## Your assignment
Reproduce the tail of the data exactly. It starts at the line containing "log when 200" and runs to the last line.

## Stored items

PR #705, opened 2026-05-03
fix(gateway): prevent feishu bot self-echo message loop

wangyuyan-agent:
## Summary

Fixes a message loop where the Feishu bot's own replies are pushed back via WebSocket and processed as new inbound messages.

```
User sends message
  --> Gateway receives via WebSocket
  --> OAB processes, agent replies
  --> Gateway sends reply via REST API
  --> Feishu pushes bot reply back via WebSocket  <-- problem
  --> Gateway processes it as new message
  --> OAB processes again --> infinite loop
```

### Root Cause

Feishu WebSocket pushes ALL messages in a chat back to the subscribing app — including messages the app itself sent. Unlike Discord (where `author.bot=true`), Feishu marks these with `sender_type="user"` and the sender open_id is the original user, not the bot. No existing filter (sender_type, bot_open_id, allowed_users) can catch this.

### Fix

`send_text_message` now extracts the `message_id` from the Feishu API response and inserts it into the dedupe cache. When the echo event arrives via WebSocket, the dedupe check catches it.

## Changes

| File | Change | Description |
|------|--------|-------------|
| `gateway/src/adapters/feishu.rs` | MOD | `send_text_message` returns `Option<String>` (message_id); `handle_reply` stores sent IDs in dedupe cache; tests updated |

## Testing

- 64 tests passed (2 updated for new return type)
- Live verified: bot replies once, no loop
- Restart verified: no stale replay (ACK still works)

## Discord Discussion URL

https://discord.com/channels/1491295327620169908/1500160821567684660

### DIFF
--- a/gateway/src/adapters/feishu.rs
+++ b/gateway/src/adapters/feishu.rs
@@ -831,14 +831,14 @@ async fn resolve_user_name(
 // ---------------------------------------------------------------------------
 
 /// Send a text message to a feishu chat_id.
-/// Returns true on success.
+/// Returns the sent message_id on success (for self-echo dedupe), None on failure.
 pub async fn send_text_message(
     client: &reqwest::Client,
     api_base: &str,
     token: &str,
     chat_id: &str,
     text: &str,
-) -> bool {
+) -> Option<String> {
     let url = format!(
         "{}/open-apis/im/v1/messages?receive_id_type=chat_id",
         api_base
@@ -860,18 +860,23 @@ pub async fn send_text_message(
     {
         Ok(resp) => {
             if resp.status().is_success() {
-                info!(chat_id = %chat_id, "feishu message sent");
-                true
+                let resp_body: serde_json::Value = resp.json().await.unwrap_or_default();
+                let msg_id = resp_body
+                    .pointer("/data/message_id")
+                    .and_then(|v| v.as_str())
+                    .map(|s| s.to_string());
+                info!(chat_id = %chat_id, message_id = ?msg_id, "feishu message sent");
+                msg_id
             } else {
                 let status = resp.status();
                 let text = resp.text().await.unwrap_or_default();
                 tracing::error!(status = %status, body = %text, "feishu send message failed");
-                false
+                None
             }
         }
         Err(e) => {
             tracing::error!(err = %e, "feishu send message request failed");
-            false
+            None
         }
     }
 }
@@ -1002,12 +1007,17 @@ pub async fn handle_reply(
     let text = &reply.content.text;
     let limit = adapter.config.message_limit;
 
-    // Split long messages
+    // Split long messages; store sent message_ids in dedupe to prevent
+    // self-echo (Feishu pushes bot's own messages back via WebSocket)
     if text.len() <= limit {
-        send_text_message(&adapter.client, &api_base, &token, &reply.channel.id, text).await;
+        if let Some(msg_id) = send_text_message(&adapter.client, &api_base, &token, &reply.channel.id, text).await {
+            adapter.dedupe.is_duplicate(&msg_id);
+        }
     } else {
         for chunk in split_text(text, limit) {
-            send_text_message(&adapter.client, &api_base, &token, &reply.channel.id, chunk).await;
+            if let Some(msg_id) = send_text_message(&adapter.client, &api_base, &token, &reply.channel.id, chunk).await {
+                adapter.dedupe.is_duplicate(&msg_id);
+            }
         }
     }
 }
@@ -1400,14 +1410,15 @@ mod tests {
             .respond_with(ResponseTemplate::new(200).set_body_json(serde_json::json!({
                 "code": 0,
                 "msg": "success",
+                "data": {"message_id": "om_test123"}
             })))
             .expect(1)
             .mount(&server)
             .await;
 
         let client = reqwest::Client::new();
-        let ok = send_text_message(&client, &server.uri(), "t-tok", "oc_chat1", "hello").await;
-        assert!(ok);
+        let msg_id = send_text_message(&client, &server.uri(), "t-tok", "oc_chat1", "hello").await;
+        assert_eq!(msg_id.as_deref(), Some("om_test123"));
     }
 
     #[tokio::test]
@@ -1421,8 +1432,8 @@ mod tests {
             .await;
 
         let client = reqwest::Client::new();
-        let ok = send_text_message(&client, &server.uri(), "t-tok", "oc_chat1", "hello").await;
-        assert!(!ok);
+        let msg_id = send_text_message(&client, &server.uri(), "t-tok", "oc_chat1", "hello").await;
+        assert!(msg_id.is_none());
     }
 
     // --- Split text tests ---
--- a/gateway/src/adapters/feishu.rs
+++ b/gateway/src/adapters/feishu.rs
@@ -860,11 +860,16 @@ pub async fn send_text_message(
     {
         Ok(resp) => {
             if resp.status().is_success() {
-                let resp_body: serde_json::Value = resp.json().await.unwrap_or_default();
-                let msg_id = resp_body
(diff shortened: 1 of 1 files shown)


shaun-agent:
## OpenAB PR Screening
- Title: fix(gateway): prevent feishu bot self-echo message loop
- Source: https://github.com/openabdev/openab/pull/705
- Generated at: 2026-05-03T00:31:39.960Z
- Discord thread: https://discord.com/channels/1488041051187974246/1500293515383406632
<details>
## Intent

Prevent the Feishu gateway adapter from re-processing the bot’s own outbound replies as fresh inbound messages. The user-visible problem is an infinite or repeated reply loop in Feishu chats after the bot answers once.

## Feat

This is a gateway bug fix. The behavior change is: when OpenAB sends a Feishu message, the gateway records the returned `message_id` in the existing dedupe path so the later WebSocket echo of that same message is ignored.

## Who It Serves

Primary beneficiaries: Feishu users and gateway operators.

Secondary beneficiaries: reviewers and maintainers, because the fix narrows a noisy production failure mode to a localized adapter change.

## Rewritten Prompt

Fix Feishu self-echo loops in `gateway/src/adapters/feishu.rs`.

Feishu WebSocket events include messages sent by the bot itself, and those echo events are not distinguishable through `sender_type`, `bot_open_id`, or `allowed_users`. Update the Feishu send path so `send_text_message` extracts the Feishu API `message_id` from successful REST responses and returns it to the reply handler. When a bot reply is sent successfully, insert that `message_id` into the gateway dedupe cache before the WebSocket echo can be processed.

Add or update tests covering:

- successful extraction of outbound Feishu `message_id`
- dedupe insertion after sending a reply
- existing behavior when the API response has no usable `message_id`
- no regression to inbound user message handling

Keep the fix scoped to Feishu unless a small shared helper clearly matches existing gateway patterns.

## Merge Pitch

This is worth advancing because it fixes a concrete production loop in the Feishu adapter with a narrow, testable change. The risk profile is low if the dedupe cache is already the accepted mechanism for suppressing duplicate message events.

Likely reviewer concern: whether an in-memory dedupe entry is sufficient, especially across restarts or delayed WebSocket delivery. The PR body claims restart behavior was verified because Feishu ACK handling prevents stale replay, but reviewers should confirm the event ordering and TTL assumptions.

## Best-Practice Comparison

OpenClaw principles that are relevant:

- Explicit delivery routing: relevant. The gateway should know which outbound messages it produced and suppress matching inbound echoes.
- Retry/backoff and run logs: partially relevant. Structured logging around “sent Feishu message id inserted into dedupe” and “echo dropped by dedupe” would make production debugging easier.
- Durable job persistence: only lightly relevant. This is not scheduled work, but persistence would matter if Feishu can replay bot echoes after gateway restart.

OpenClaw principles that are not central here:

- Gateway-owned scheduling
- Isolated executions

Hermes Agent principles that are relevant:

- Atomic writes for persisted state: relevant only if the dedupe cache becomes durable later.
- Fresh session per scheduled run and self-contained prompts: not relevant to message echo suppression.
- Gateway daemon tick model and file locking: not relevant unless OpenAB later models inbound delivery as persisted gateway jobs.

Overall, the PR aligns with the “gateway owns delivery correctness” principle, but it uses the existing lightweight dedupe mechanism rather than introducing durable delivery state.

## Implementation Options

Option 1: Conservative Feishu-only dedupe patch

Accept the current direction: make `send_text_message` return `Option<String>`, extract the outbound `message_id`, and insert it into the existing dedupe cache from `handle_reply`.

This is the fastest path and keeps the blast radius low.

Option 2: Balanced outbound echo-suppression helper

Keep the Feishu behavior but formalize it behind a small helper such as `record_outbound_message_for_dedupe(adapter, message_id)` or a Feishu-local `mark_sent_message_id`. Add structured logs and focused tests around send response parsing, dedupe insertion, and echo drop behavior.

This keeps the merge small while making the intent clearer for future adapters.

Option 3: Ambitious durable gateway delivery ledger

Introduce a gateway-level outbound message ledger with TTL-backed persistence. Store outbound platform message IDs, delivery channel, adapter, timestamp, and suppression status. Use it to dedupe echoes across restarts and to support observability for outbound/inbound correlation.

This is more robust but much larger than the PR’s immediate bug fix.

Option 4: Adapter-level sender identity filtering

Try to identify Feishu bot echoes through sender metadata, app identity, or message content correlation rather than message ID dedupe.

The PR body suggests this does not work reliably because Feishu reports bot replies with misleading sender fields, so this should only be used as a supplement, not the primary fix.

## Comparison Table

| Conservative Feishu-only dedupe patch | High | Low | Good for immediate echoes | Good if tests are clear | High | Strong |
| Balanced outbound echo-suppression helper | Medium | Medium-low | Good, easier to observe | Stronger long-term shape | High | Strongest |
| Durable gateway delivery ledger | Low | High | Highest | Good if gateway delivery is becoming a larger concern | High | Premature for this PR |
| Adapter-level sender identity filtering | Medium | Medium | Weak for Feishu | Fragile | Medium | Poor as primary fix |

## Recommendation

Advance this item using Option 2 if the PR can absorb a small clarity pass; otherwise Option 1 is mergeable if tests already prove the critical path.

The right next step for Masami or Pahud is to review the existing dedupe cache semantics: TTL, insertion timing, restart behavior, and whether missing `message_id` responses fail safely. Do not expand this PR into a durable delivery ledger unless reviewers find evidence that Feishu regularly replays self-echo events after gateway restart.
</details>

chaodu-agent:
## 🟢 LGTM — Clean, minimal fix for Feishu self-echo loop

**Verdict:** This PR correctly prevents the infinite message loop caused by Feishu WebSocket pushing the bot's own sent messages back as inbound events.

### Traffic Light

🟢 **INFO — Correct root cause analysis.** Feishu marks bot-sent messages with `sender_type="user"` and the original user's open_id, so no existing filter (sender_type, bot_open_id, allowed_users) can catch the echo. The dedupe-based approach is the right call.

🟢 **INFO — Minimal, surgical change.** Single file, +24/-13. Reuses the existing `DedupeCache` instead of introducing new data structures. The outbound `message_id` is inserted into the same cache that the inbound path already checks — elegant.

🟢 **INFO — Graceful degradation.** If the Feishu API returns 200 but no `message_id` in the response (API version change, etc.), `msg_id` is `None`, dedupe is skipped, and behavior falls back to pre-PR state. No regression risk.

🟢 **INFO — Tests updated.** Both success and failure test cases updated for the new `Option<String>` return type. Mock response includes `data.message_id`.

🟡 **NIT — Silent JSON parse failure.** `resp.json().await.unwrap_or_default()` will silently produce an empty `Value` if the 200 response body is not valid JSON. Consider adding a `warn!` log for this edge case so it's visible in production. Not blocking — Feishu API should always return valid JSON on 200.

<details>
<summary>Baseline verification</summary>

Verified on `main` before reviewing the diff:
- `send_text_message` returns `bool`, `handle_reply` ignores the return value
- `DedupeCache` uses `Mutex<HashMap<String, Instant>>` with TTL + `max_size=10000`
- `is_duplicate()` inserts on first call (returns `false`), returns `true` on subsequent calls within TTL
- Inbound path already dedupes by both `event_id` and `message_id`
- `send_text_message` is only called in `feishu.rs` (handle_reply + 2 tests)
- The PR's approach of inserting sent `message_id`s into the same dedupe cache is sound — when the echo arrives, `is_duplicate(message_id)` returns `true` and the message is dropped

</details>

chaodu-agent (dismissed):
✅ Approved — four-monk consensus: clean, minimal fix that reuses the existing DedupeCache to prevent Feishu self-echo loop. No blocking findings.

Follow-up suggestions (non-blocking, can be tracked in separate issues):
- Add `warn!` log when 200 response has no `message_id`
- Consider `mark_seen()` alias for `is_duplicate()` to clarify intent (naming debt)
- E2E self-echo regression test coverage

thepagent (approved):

## Exercise result
- Add `warn!` log when 200 response has no `message_id`
- Consider `mark_seen()` alias for `is_duplicate()` to clarify intent (naming debt)
- E2E self-echo regression test coverage

thepagent (approved):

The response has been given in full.